▶ **Provided data**
PR #2535, opened 2024-07-02
MWPW-147172: Support for callout texts in merch cards

rohitsahu:
Added support to add callout text which appear as grey background. To add any text as a "callout text", it needs to be added inside h6 and em tags.
AC: Optional feature to callelation copy within our merch cards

▶ **Your goal**
Output the material in full, exactly as it appears.

▶ **Answer to this exercise**
PR #2535, opened 2024-07-02
MWPW-147172: Support for callout texts in merch cards

rohitsahu:
Added support to add callout text which appear as grey background. To add any text as a "callout text", it needs to be added inside h6 and em tags.
AC: Optional feature to callelation copy within our merch cards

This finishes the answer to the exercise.